Von Sofia Andruchowytsch

Die Schlange beginnt in der Ecke der Eingangshalle, windet sich um die Säulen, steigt die Treppe auf und läuft bis zum Ende des Korridors. Im Erdgeschoss dieser Kiewer Bezirksverwaltung wimmelt es von Menschen. Wir stehen bereits seit zwei Sunden hier und haben erst die Hälfte geschafft. Plötzlich drängelt sich ein Mann durch. Er zittert vor Aufregung, auf seiner Stirn perlen Schweißtropfen. "Wollen sich alle diese Menschen registrieren lassen, um an einem anderen Ort zu wählen ?", fragt er und kann es nicht glauben. Er ist gekommen, um herauszufinden, wie er im Ausland, wo er lebt, seine Stimme abgeben kann: "Das gab es noch nie, dass man sich in Kiew so für die Wahl interessiert hat!", ruft er. Eine Freundin von mir lebt in Polen und wird am Wahltag 600 Kilometer zurücklegen, um ihre Stimme abzugeben. Die Ukrainer nehmen in der Tat große Mühen auf sich.

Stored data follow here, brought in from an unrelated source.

PR #1158, opened 2024-05-17
✨ Improve JSON number parsing result

NeunEinser:
This examines the number at parse time to determine whether it is an integer or a float. This allows for better checking later on, when someone tries to define decimal places for a number that is defined as an integer.

Additionally, I simplified some of the other JSON parser definitions to use `core.setType` instead of doing that manually.


packages/json/src/formatter/index.ts
```diff
@@ -44,7 +44,6 @@ export function register(meta: MetaRegistry): void {
 		core.formatter.boolean,
 	)
 	meta.registerFormatter<JsonNullNode>('json:null', () => 'null')
-	meta.registerFormatter<JsonNumberNode>('json:number', core.formatter.float)
```
NeunEinser, line 47: I am pretty sure this should not be needed anymore, as the json number node now has a child of either long or float, which should be formatted by the core formatters already.

misode: "pretty sure"? Did you test this?

NeunEinser: no, the formatter only returns a toString for float, so I don't know if there is any observable change when it's therers when it's not there.

```ts
export const float: Formatter<FloatBaseNode> = (node) => {
	return node.value.toString()
}
```

NeunEinser: Ah, actually there is an issue here, it complains about not finding the json:number formatter.

packages/json/src/node/JsonAstNode.ts
```diff
@@ -156,9 +156,10 @@ export namespace JsonStringNode {
 export interface JsonNumberExpectation extends JsonBaseExpectation {
 	readonly type: 'json:number'
 }
-export interface JsonNumberNode extends core.FloatBaseNode, JsonBaseAstNode {
+export interface JsonNumberNode extends JsonBaseAstNode, core.AstNode {
 	readonly type: 'json:number'
-	readonly value: number
+	readonly children: [core.LongNode | core.FloatNode]
```
misode, line 161: Does this need to be a `LongNode`? Wouldn't `IntegerNode` be enough, because this is JSON?

packages/json/test/parser/number.spec.ts
```diff
@@ -0,0 +1,30 @@
+import type { LanguageError } from '@spyglassmc/core'
+import {
+	showWhitespaceGlyph,
+	testParser,
+} from '@spyglassmc/core/test-out/utils.js'
+import assert from 'assert'
```
misode, line 6: `assert` an `LanguageError`: unused imports

packages/json/src/node/JsonAstNode.ts
NeunEinser: I used long node because it uses a bigint internally, so the parsed value can be more precise.

misode: That's what I mean. Does it need that precision? Aren't JSON values inherently restricted by the precision of JS numbers?

NeunEinser: I just figured there isn't any disadvantage of using a bigint. Not sure what the json spec says, and also not sure how Mojang handles this when codec specifies a long.

misode: Fair. I think bigints are a bit annoying in JS, for example if you have `int @ 1..2` and you parse the `1..2` range as numbers but the json number itself is a bigint, you need to convert one to the other to compare them. Either way no major issues so I'm fine with it.

misode (approved):

SPGoding (approved):

PR #1177, opened 2024-05-19
🐛 Fix computing relative URIs

SPGoding:


packages/core/src/service/fileUtil.ts
```diff
@@ -25,7 +32,7 @@ export namespace fileUtil {
 		rootUris: readonly RootUriString[],
 	): Generator<string, undefined, unknown> {
 		for (const root of rootUris) {
-			if (uri.startsWith(root)) {
+			if (uriStartsWith(uri, root)) {
 				yield decodeURIComponent(uri.slice(root.length))
```
misode, line 36: This still causes problems, because the `uri.slice(root.length)` is using the length of an encoded uri to slice a decoded uri, which causes the modules to look like `va/server/...`

misode (changes requested):

packages/core/src/service/fileUtil.ts
SPGoding: great point. urghh.

misode (approved):
Seems to work as expected. Maybe a tad overcomplicated to my taste.

Would something like this not have worked?
```ts
const decodedUri = decodeURIComponent(uri)
for (const root of rootUris) {
  const decodedRoot = decodeURIComponent(root)
  if (decodedUri.startsWith(decodedRoot)) {
    yield decodedUri.slice(decodedRoot.length)
  }
}
```

SPGoding:
> Would something like this not have worked?
> 
> ```ts
> const decodedUri = decodeURIComponent(uri)
> for (const root of rootUris) {
>   const decodedRoot = decodeURIComponent(root)
>   if (decodedUri.startsWith(decodedRoot)) {
>     yield decodedUri.slice(decodedRoot.length)
>   }
> }
> ```

It probably will work for our use case, but if there is some weird encoded special characters in a path segment it won't work. e.g. `getRels('file:///foo%2Fbar/qux', ['file:///foo/'])` (`%2F` is URL encoded `/`) will return `['bar/qux']` even though `foo%2Fbar/` is the actual first name and is not under the root `foo/`.

packages/core/src/service/fileUtil.ts
```diff
@@ -6,6 +6,45 @@ export type RootUriString = `${string}/`
...
+		}
+
+		const baseComponents = baseUri.pathname.split('/')
+			.filter((v) => !!v)
+		const targetComponents = targetUri.pathname.split('/')
+			.filter((v) => !!v)
+
+		for (const [i, c] of baseComponents.entries()) {
+			if (
+				decodeURIComponent(c) !== decodeURIComponent(targetComponents[i])
```
misode, line 33: I think this will throw if `targetComponents` happens to be shorter than `baseComponents`

SPGoding: It doesn't throw but it's weird and won't work if base is `file:///foo/undefined/` and target is `file:///foo/`.

image

MulverineX (approved):

PR #1178, opened 2024-05-19
🐛 `/mcdoc-cli`: Remove `java-edition`, add cwd, fix shebang, revert m…

MulverineX:
…ts nonsense, bump version


packages/mcdoc-cli/src/index.ts
```diff
@@ -1,4 +1,4 @@
-#!/usr/bin/env -S tsx
+#!/usr/bin/env -S node
```
SPGoding, line 1: probably doesn't need `-S` anymore (i don't think it hurts to keep it though)

SPGoding (approved):

PR #1179, opened 2024-05-19
Implement 1.20.5+ item slots

### LINKED ISSUE #1159: Update item slots
Some new slots are not available in the current `item_slot` parser (for example `contents` or `armor.body`). Special care should be taken that these new slot values are only available in the new versions by comparing the currently loaded version.

This could be solved together with #1157, but if it isn't; check that the new item slots are also availble for this `item_slots` parser.

Nico314159:
Resolves #1159


MulverineX (changes requested):
These additions need to use `ReleaseVersion.cmp`

Nico314159:
Okay, I think I made the whole pipeline work with `ctx`, but for some reason all the tests are failing...

Nico314159:
@MulverineX Take a look when you get a chance please

package.json
```diff
@@ -72,7 +72,7 @@
 		"source-map-support": "^0.5.21",
 		"ts-loader": "^9.4.2",
 		"ts-node": "^10.9.1",
-		"typescript": "^5.0.4",
+		"typescript": "^5.4.5",
```
misode, line 75: Why was this change made in this PR? (also another change in this file)

Nico314159: I didn't do it on purpose, I think npm did it automatically when I ran `npm i`.

packages/java-edition/src/mcfunction/parser/argument.ts
```diff
@@ -87,6 +87,7 @@ function shouldValidateLength(ctx: core.ParserContext) {
  */
 export const argument: mcf.ArgumentParserGetter = (
 	rawTreeNode,
+	ctx: core.ContextBase
 ): core.Parser | undefined => {
```
misode, line 91: It makes sense to pass the `ctx` to the completer `getMockNodes`, but this function is already returning a `Parser`, which is a function that has access to `ctx`.

packages/java-edition/src/mcfunction/parser/argument.ts
```diff
@@ -189,7 +190,7 @@ export const argument: mcf.ArgumentParserGetter = (
 		case 'minecraft:item_predicate':
 			return wrap(itemPredicate)
 		case 'minecraft:item_slot':
-			return wrap(core.literal(...ItemSlotArgumentValues))
+			return wrap(core.literal(...getItemSlotArgumentValues(ctx)))
```
misode, line 193: This is how you could get the `ctx` for the item slots without requiring the entire `argument` function to need the context.
```suggestion
			return wrap((src, ctx) => {
			  return core.literal(...getItemSlotArgumentValues(ctx))(src, ctx)
			})
```

packages/java-edition/src/mcfunction/common/index.ts
```diff
@@ -11,24 +12,34 @@ export const GamemodeArgumentValues = [
...
+		'weapon.mainhand',
+		'weapon.offhand',
+	]
+	if (ReleaseVersion.cmp(release, '1.20.5') >= 0) {
+		output.push(...[...Array(4).keys()].map((n) => `player.crafting.${n}`),
+		            'armor.body', 
+		            'contents', 
+		            'player.cursor')
+	}
+	else { output.push('horse.armor') }
```
misode, line 40: The formatting of this is a bit off

misode (changes requested):

packages/java-edition/src/mcfunction/parser/argument.ts
Nico314159: I'm having trouble with grokking this intuitively.

SPGoding: `core.literal()` is a function that returns a `Parser` (a `Parser` is (basically) a function in the form of `(src, ctx) -> AstNode`). It is functionally equivalent to write:

```ts
core.literal(...)
```

and 

```ts
(src, ctx) => core.literal(...)(src, ctx)
```

as the first one returns a `Parser` directly, and in the second one we are writing a parser (the `(src, ctx) => ...` part) that returns the result of calling the `core.literal(...)` parser with `(src, ctx)`. Misode's suggestion turns the original form into the second form so `getItemSlotArgumentValues()` has access to `ctx` from the `Parser` being called.

MulverineX (approved):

Die erste Runde der Präsidentschaftswahl gilt als die demokratischste und transparenteste Willensbekundung in der modernen Geschichte des Landes. Seit dem Maidan sind die Ukrainer überzeugt davon, dass sie Einfluss auf die Entwicklung ihres Landes nehmen können. Nun ist die Frage, ob sie die Ereignisse realistisch bewerten und die richtigen Schlüsse ziehen - und ob sie diese Wahl als die ihre begreifen und nicht als Folge von Manipulationen.

Diese Frage ist eine hochemotionale Angelegenheit, so wie die Politik insgesamt. Für einen modernen Ukrainer sind politische Überlegungen nicht weniger wichtig als die intimsten persönlichen Angelegenheiten, Gesundheit und Beziehungen zu nahestehenden Menschen. An politischen Fragen zerbrechen Beziehungen, Menschen werden depressiv oder durchleben Achterbahnfahrten der Gefühle. Zur Erklärung wird oft darauf hingewiesen, dass die Ukraine sich seit fünf Jahren im Krieg mit Russland befindet. 13 000 Ukrainer sind ums Leben gekommen, über 1,5 Millionen haben ihr Zuhause verloren.

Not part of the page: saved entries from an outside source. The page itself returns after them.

PR #1180, opened 2024-05-19
✨ Add parser support for backslash continuation

### LINKED ISSUE #1069: Support backslash continuation in functions

TheAfroOfDoom:
# Summary

closes #1069 

this PR adds backslash continuation for `command` and `argument` parsers in mcfunctions.

## Preview

| `command` parser | `argument` parser _(+ node range highlighting correctly)_ |
|-|-|
| image | image |
| `command` and `argument` parser together | correct index mappings across lines |
| image | image |
| `command` and `argument` completers not working yet | ...but completers do work as long as you're not splitting the node (?) up between lines? |
| completer not working summon | completer sorta working entity selectors |

## Next steps

_(these should be ticketized)_

- fix colorizer not really working across lines (e.g. open/close brackets `[`/`]` across lines)
  - plenty of examples of this in the above images
- fix command completer mostly not working


SPGoding:
amazing work! i'll look over this when i get more time.

> open/close brackets [/] across lines

i believe that is not an us issue. we don't colorize brackets. do you have some other extensions?

packages/core/src/parser/util.ts
```diff
@@ -506,6 +506,71 @@ export function stopBefore<N extends Returnable>(
...
+			indexMap.push({
+				inner: Range.create(wrappedStr.length),
+				outer: Range.span(from, to),
+			})
+		}
+
+		const wrappedSrc = new Source(
+			wrappedStr,
+			IndexMap.merge(src.indexMap, indexMap),
+		)
```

Vieles hat sich verändert, aber die Befreiung aus der Einflusssphäre Russlands erweist sich als schmerzhaft. Das alte System stammt noch aus Sowjetzeit und wurde durch oligarchische Schichten ergänzt. Dies zu verändern, ohne Chaos zu verursachen, scheint manchmal fast unmöglich. Vor allem in Kiew, aber auch in anderen Städten sind die Straßen voller teurer Autos, die Menschen sind gut angezogen, sie lächeln freundlich, verbringen die Zeit in den Kaffeehäusern und Restaurants und reisen durch die Welt. Aber die Unzufriedenheit war selten so groß.

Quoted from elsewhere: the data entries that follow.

PR #1181, opened 2024-05-19
🔧 Add `import/no-duplicates` lint rule

TheAfroOfDoom:
# Summary

In https://github.com/SpyglassMC/Spyglass/pull/1180 I noticed that my duplicate import statements weren't being caught by the linter. There's (at least) two lint rules that exist that can detect/fix these easily, so this PR's primary purpose is to add one of those lint rules.

ESLint's built-in rule relating to duplicate imports [`no-duplicate-imports`](https://eslint.org/docs/latest/rules/no-duplicate-imports) doesn't have auto-fix for some reason. So instead we went with the [`eslint-plugin-import`](https://github.com/import-js/eslint-plugin-import) plugin which has [`import/no-duplicates`](https://github.com/import-js/eslint-plugin-import/blob/main/docs/rules/no-duplicates.md) (which can auto-fix these errors).

| sample rule error/auto-fix |
|-|
| image |

---

## Supplemental changes

I was also getting errors when I was running `npm run lint` due to our `@typescript-eslint` version not supporting ~~our~~ my local TS version (`5.4`).

```
G:\Coding\Spyglass [main]> npm run lint

> @spyglassmc/root@1.0.0 lint
> eslint --cache --max-warnings=0 packages/*/{src,test}/**/*.{cts,mts,ts}

=============

WARNING: You are currently running a version of TypeScript which is not officially supported by @typescript-eslint/typescript-estree.

You may find that it works just fine, or you may not.

SUPPORTED TYPESCRIPT VERSIONS: >=3.3.1 <5.1.0

YOUR TYPESCRIPT VERSION: 5.4.5

Please only submit bug reports when using the officially supported version.

=============
```

So I updated `@typescript-eslint` to the latest major version `v7.9` (since `v7.0` was the minimum version with TS `5.4` support anyway).

---

Upgrading `@typescript-eslint` to `v7.9` led to some `Unsupported engine` warnings whenever I'd run an `npm` command:

||
|-|
|image|

I had node `v18.17.1` installed locally, but we didn't actually specify anywhere a minimum node version for the Spyglass repo as a whole.

So I went with `@typescript-eslint`'s recommended versions (listed in that warning above): `^18.18.0 || >=20.0.0`

- `^18.18.0` is LTS
- `>=20.0.0` is any modern node version

These engines felt like a reasonable requirement. Upgrading my local node to v18 LTS ([`v18.20.2`](https://nodejs.org/en/download/package-manager)) resolved these engine discrepancy warnings with `@typescript-eslint`.

---

I think after updating `@typescript-eslint` to support my local Typescript version, the `@typescript-eslint/prefer-readonly` began to emit warnings it had not previously. So I included those auto-fixes in this PR as well: [`ef9d9c1` (#1181)](https://github.com/SpyglassMC/Spyglass/pull/1181/commits/ef9d9c100ba554315c825e31663a417ada3d2433).

---

Unrelated, we forgot to run `npm i` after updating `mcdoc-cli` from `0.1.3` to `0.1.5`. So I did that to keep our `package-lock.json` up-to-date in [`d3f9713` (#1181)](https://github.com/SpyglassMC/Spyglass/pull/1181/commits/d3f9713c260d79c6791f9df8eec049646eb5fee2).


NeunEinser:
Would it be possible to add a rule for unnecessary imports as well?

TheAfroOfDoom:
> Would it be possible to add a rule for unnecessary imports as well?

I'm not sure what you mean by this specifically, but the plugin I added `eslint-plugin-import` has a bunch of other import lint rules. feel free to look through that and see if it has what you're looking for

NeunEinser:
I mean this situation.
image

Ideally, you wouldn't be allowed to commit this. It can happen quite easily when changing code and forgetting to delete these imports is quite easy.

SPGoding:
https://eslint.org/docs/latest/rules/no-unused-vars probably works for unused vars in import

.eslintrc.cjs
```diff
@@ -12,7 +12,8 @@ module.exports = {
 		"project": "./packages/**/tsconfig.json"
 	},
 	"plugins": [
-		"@typescript-eslint"
+		"@typescript-eslint",
+    "import"
```
SPGoding, line 16: inconsistent indent (two tabs on line 15, four spaces on line 16). same for line 42

package.json
```diff
@@ -3,6 +3,9 @@
 	"private": true,
 	"version": "1.0.0",
 	"license": "MIT",
+  "engines": {
+    "node": "^18.18.0 || >=20.0.0"
+  },
```
SPGoding, line 8: indent

SPGoding (commented):
The `@spyglassmc/mcdoc-cli` `version` really should just be `0.1.0-PLACEHOLDER` in `package.json` like every other package in this repository since the version is set by the release script and should not be changed manually.

.eslintrc.cjs
TheAfroOfDoom: ugh, i missed this because i turned off whitespace diffs on github

TheAfroOfDoom: nevermind that's not at all why i missed it

SPGoding (approved):

MulverineX (approved):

Sie hat paradoxerweise in einer Zeit besonders zugenommen, als echte Veränderungen stattfanden. Zu den wichtigsten Resultaten der Amtszeit von Präsident Petro Poroschenko gehören die Visumfreiheit für die EU, der Neuaufbau der aufgelösten ukrainischen Armee, die Gründung der einheitlichen ukrainischen Kirche, die Reformierung der Justiz, Reformen im Gesundheits- und im Bildungswesen. Aber die Informationspolitik ist eine Katastrophe. Die Präsidialverwaltung entscheidet im kleinen Kreis hinter verschlossenen Türen. Die Kritik an Poroschenko in den sozialen Medien ist aggressiv, manchmal berechtigt, aber oft verlogen und absurd.

Ukrainian Fashion Week Spring/Summer 2015

Postsowjetische Suche nach Orientierung: Models bei einer Modenschau in Kiew.

(Foto: Roman Pilipey/dpa)

Die typischen Probleme eines postsowjetischen Landes - soziale Schutzlosigkeit, ungerechte Gerichtsverfahren - werden im Bewusstsein vieler Ukrainer unter dem Einfluss von Medien, Trollen und anderen Arten politischer Technologien mit der puren Existenz Poroschenkos in Verbindung gebracht. Viele Ukrainer haben eine naive Vorstellung von politischen Prozessen. Dass ein möglicher Sieg des Präsidentschaftskandidaten Wolodymyr Selensky als Ergebnis eines "Votums mit Herz" interpretiert wird, ist kein Wunder.

Viele Poroschenko-Gegner halten beispielsweise an dem Mythos fest, der Krieg im Donbass dauere nur deswegen an, weil der Präsident ihn nicht beenden will, sondern sich daran persönlich bereichert. Damit die Gefechte aufhörten, hätte er nur den russischen Präsidenten Wladimir Putin anrufen müssen.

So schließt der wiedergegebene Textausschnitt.